▶ [Records supplied]:
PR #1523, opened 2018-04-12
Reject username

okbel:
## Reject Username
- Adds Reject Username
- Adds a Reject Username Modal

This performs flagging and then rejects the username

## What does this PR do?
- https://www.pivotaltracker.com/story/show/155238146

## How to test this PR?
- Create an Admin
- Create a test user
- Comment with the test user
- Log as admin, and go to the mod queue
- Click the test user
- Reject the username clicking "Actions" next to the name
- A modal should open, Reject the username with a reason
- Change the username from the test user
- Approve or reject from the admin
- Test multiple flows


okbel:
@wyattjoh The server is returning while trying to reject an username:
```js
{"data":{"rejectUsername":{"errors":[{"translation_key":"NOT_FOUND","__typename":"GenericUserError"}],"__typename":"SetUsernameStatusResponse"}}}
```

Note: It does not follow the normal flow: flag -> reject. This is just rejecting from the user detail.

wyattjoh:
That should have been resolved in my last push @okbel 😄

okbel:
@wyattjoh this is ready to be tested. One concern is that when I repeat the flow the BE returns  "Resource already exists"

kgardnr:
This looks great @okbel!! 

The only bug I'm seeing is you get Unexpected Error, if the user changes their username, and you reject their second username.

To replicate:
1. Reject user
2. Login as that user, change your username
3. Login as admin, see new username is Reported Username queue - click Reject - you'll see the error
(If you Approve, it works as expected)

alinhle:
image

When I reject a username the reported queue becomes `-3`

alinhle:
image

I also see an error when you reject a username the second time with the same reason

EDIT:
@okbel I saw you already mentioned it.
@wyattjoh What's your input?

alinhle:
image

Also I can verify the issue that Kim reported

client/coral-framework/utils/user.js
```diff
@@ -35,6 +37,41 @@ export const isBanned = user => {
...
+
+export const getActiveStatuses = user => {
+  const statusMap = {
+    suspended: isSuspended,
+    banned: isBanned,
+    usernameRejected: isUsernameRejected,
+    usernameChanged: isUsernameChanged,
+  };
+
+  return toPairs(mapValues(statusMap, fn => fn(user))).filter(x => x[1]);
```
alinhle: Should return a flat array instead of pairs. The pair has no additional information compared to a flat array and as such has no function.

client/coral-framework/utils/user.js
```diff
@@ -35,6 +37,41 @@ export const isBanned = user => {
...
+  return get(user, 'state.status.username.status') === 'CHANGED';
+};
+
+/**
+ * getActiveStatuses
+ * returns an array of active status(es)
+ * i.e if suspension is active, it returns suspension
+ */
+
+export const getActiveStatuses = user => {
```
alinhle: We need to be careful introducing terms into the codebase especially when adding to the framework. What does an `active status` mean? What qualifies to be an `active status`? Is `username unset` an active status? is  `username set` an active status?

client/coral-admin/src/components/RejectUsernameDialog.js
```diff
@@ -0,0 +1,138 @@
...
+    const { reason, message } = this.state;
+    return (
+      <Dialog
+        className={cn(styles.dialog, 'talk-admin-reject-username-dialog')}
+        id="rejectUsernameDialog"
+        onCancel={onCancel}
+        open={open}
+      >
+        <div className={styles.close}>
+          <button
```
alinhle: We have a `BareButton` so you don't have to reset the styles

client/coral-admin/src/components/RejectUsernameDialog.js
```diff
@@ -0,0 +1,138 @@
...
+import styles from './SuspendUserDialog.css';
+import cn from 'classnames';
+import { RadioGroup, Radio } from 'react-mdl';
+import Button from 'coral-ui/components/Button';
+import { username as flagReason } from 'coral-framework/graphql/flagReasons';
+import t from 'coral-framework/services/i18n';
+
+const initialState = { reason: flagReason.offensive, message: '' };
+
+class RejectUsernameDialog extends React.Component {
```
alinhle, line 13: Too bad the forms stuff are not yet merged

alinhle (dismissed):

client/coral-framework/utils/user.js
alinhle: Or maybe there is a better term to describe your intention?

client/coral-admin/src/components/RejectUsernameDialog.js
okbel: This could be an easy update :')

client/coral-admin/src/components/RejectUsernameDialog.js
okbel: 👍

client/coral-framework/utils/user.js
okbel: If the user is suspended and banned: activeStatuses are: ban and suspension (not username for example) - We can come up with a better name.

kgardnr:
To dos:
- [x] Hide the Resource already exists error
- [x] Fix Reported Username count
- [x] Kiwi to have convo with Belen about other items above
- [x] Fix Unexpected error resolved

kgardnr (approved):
--
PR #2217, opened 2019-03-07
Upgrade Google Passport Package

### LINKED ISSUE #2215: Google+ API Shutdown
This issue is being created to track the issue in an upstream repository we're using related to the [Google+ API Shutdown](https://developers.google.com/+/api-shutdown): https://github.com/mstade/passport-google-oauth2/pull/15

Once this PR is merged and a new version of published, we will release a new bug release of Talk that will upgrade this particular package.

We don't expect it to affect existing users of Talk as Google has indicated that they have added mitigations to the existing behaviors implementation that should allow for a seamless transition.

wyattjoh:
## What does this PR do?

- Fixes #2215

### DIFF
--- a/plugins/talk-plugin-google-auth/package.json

▶ [Work required]:
All lines above holding the word "returns" make up the answer; copy each one.

▶ [Response to this task]:
@wyattjoh this is ready to be tested. One concern is that when I repeat the flow the BE returns  "Resource already exists"
+ * returns an array of active status(es)
+ * i.e if suspension is active, it returns suspension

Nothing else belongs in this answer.